Set down exactly the lines below, starting at the one that contains "PR #939, opened 2023-09-19" and ending at the one that contains "platform driver and", with both of those lines included and nothing else.

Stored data
Start of Block

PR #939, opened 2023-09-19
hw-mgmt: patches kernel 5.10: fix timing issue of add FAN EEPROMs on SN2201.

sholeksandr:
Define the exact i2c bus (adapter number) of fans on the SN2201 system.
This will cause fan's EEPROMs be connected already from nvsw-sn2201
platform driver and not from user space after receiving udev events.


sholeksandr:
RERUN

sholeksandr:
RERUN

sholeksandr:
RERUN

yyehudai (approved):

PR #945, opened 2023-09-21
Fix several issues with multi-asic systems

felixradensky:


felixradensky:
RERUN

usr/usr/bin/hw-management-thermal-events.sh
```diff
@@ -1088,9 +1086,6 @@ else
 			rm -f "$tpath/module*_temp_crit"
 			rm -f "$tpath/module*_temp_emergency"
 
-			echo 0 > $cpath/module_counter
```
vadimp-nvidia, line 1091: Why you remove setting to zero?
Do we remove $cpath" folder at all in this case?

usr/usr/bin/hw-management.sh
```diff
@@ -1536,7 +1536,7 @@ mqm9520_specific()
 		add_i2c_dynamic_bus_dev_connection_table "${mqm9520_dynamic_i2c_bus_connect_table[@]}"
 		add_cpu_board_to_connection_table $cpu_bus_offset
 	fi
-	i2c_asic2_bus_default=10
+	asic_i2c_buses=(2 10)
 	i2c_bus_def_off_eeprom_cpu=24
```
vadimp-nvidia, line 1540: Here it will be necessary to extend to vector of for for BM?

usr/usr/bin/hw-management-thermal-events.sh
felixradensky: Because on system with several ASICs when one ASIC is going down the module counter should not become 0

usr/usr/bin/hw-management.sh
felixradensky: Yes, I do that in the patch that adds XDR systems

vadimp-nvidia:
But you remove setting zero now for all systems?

End of Block
Start of Block

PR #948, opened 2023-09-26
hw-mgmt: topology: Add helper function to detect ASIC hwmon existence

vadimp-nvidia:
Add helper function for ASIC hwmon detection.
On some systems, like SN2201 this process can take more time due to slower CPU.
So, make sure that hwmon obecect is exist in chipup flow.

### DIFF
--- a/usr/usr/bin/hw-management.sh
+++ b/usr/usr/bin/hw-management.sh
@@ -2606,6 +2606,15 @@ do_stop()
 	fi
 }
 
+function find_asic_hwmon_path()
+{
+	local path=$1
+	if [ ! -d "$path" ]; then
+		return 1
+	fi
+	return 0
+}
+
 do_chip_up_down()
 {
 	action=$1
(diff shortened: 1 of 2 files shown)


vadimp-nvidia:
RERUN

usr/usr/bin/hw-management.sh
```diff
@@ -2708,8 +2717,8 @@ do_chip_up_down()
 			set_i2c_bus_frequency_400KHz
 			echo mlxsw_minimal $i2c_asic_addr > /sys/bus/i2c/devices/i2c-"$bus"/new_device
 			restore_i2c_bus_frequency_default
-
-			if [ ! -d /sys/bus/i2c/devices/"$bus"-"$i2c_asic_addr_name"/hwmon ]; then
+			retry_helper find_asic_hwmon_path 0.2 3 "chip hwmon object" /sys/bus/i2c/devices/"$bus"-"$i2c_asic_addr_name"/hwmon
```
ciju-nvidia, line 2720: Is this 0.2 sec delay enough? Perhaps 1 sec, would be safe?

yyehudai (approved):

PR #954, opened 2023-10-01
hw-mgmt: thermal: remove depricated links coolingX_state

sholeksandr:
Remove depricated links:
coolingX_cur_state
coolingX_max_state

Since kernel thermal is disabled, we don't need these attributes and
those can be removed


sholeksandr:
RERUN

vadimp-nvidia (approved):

End of Block

> **Result of this task**:
PR #939, opened 2023-09-19
hw-mgmt: patches kernel 5.10: fix timing issue of add FAN EEPROMs on SN2201.

sholeksandr:
Define the exact i2c bus (adapter number) of fans on the SN2201 system.
This will cause fan's EEPROMs be connected already from nvsw-sn2201
platform driver and not from user space after receiving udev events.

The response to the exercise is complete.